But Grandpa says we can't increase his age. So we have to (a) pull out the ages that are less than 80, (b) increment them up by 5, and (c) re-insert them, replacing the older age values for people under 80.

In [20]:
age = np.array([50, 55, 80])

# Get younger ages
younger_ages = age[age < 80]
younger_ages

array([50, 55])

In [21]:
# Make them all five years older
new_ages = younger_ages + 5
new_ages

array([55, 60])

In [22]:
# Re-insert
age[age < 80] = new_ages
age

array([55, 60, 80])

Note that this last operation worked because the vector on the left side of the assignment operator had a length of two, and the new vector on the right-hand side was also of length two, so numpy could match the entries being subset on the left to entries on the right one-to-one.

But while we *can* do this is all these separate steps, we can also collapse this:

In [23]:
age = np.array([50, 55, 80])

In [24]:
age[age < 80] = age[age < 80] + 5
age

array([55, 60, 80])

Again, note this only worked because we were careful to ensure that the vector on the right of the assignment operator "fit" into the space being subset on the left! This is a trick we use a lot in data science, so make sure you're comfortable with it before proceeding. 

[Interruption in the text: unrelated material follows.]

Issue #923, opened 2023-08-23
Data Migration: Parse txt data into the transition_domain table


kitsushadow:
### Issue Description

- Parse and insert using the latest version of three files ([available in our Drive](https://drive.google.com/drive/folders/1TWxHUZexMqTK6VH9iXgopiX7OknX4vOC?usp=drive_link))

## Modifying Vectors and Data Types

You may not have noticed, but up till now we've only being doing "like-for-like" substitutions. For example, when we changed an entry in `age`, we were always replacing one `int` with another.

This is important, because as we discussed in our last reading, vectors are *homogeneously typed*, meaning that unlike lists, you can't put different types of data in an array.

Now when we're *creating* a vector, numpy will use type promotion to pick a type that accommodates everything you're putting into an array. For example, if I pass both bools and integers to `np.array()`, it will just type promote everything to be integers:

In [25]:
np.array([True, False, 7])

array([1, 0, 7])

But once a vector has been created, numpy stops being so considerate: if you try and cram data of a different type into a vector of a given type, it will try to *coerce* the data into the established type of the array. 

For example, if we try and cram 7 into an array that's already of type `bool`, numpy will *coerce* 7 into type bool (e.g. run `Boolean(7)`), which will turn `7` into `True` *even though this is causing information to be lost*:

In [26]:
bool_vector = np.array([True, False])
bool_vector

array([ True, False])

In [27]:
bool_vector[1] = 7
bool_vector

array([ True,  True])

Similarly, if you try and put a floating point number into an integer vector, that float will be type coerced into an integer, which is accomplished by just truncating any information after the decimal:

In [28]:
int_vector = np.array([1, 2, 3])
int_vector

array([1, 2, 3])

In [29]:
int_vector[0] = 42.989723798729874
int_vector

array([42,  2,  3])

This is why, as we mentioned in the last reading, you might not always want to let numpy pick your datatypes for you. Suppose in the example above, for example, you know you might later need to put a floating point number into `int_vector` -- you could instead tell numpy to make it a floating point number vector *at creation*:

In [30]:
no_longer_an_int_vector = np.array([1, 2, 3], dtype="float")
no_longer_an_int_vector[0] = 42.989723798729874
no_longer_an_int_vector

array([42.9897238,  2.       ,  3.       ])

I know this can be a little confusing, so here's a recap:

- When *creating* a vector, numpy will do everything it can to ensure that you don't lose any information by type *promoting* your data to the lowest type that *preserves all the information in your data*. 
- Once a vector has been created, numpy's hands are tied, so it will use type *coercion* to force the data you're trying to put into your existing vector into the established type, *even if that causes information loss.*

## Recap

- Vectors can be subset by index, with a logical, or by name
- Subsetting with logicals allows you to extract subsets based on the values of vector elements. 
- Assigning values to subsets modifies subsets of vectors.